Solana’s SOL cryptocurrency has experienced tremendous growth, rising by more than 50% in just two weeks. Data shows that buyers from Coinbase, a digital asset exchange listed on Nasdaq, played a major role in driving up the price of SOL. Cumulative Volume Delta (CVD) on Coinbase has increased significantly, indicating net inflows into SOL. This suggests that institutions may be actively bidding to buy SOL through Coinbase. Coinbase’s leadership in the SOL market follows VanEck’s bullish forecast, which notes that the price of SOL could reach $3,200 by 2030. However, despite the price increase, SOL cross-chain activity has not seen a corresponding increase. The total value of assets locked in Solana-based DeFi protocols has actually declined, indicating a gap between price and usage.
Coinbase Buyers Fuel Solana’s SOL Rally
Overview of Solana’s recent rally
Solana’s cryptocurrency, SOL, has seen significant growth, rising more than 50% in just two weeks. This rise in prices has caught the attention of many investors and analysts who are trying to understand the factors driving this upward momentum.
Coinbase as a significant source of bullish pressures
Coinbase has become a significant source of upward pressure on Solana, according to data tracked by Kaiko. Kaiko data shows that there was a net capital outflow at Coinbase, indicating increased buying pressure on SOL. This influx of capital played a decisive role in increasing the price of the cryptocurrency.
Explanation of cumulative volume delta (CVD)
To understand buying and selling pressures in the market, analysts often rely on the Cumulative Volume Delta (CVD) measure. CVD is calculated as the net difference between the volume of purchases and sales for a given period. It gives an idea of the overall bullish or bearish sentiment in the market.
Comparison of CVD on different exchanges
Analyzing CVD across different exchanges can help identify the platforms where the majority of buying or selling occurs. In the case of SOL, CVD on Coinbase saw significant growth, indicating a higher percentage of purchase volume compared to other exchanges. Binance and Kraken also showed positive CVD, while Upbit showed negative CVD, indicating a higher percentage of sales volume.
Institutions bidding for SOL through Coinbase
The average order size on Coinbase was significantly larger compared to other exchanges, indicating the potential for institutional participation in purchasing SOL through Coinbase. This indicates that large institutional players are actively bidding to buy SOL on the Nasdaq-listed exchange.
VanEck’s bullish case scenario for SOL
Institutional asset manager VanEck released a report outlining an optimistic scenario for SOL. The report indicates that the price of SOL could reach $3,200 by 2030. This forecast is based on the assumption that Solana will become the first blockchain network to support applications with more than 100 million users.
Impact of SOL’s price gains on on-chain activity
Despite the astonishing rise in SOL prices, online activity has not shown the same level of enthusiasm. The total value of assets locked in Solana-based decentralized finance (DeFi) protocols has declined over the past two weeks. This decline in total value locked (TVL) is concerning as TVL is often used as a measure of smart contract usage and general activity on the platform.
Decline in assets locked in Solana-based DeFi protocols
According to DefiLlama, TVL in Solana-based DeFi protocols fell from 12.03 million soles to 10.23 million soles in just two weeks.
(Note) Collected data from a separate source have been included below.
PR #1840, opened 2026-03-24
dockerfiles: Add statsd docker image

nick-potenski:
**Description**
Adds a new docker image for a coordinator-statsd service, which can be used to easily run a statsd reporter for the coordinator leveraging the `contrib/coordinator-statsd.py` script.

**Checklist**
- [x] PR has been tested

Testing included running the example in the `dockerfiles/staging` directory as well as running a locally built image in our production environment and verifying that statsd reporting still functioned as expected.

This is the lowest TVL value since April 2021. While TVL is not a perfect metric, it does indicate a decline in smart contract usage and activity on Solana.
Increase in volume on Solana-based decentralized exchanges
While the decline in TVL is concerning, trading volume has increased on Solana’s decentralized exchanges. However, this increase in volume alone is not enough to justify the significant price increases seen by SOL. Analysts are closely monitoring the relationship between price increases and online activity to assess the sustainability of SOL’s growth.
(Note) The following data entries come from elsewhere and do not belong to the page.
PR #1843, opened 2026-03-26
labgrid/qemudriver: add USB network device hotplug support

krevsbech:
**Description**
Use the QMPMonitor to add and remove a USB network device from a running QEMU instance.

Assumes the QEMU instance is already configured with a USB bus, e.g. `-device qemu-xhci,id=xhci`

**Checklist**
- [x] Documentation for the feature (pydocs)
- [x] PR has been tested


Emantor (approved):

Bastian-Krause:
@krevsbech Could you give a little more motivation for this? Why do you need to hotplug the device? Seems rather exotic and it's already possible to call the few `QEMUDriver.monitor_command()` without adding them to the driver.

Analyst’s observation on price gains and on-chain activity
On-chain analyst Patrick Scott noted that the recent rise in SOL prices is not fully supported by on-chain activity. This suggests that the current rally may be driven by speculative buying rather than fundamentals. Analysts like Scott are closely monitoring online developments to determine how sustainable SOL’s bullish momentum is.
In conclusion, Solana’s recent SOL rally was mainly driven by buyers from Coinbase. The increase in CVD on Coinbase, coupled with the increase in average order size, indicates significant institutional participation in buying SOL. However, despite the impressive price growth, cross-chain activity, as measured by the decline in TVL value, did not show a corresponding increase. Analysts continue to monitor the relationship between price increases and online activity to assess the sustainability of SOL’s growth.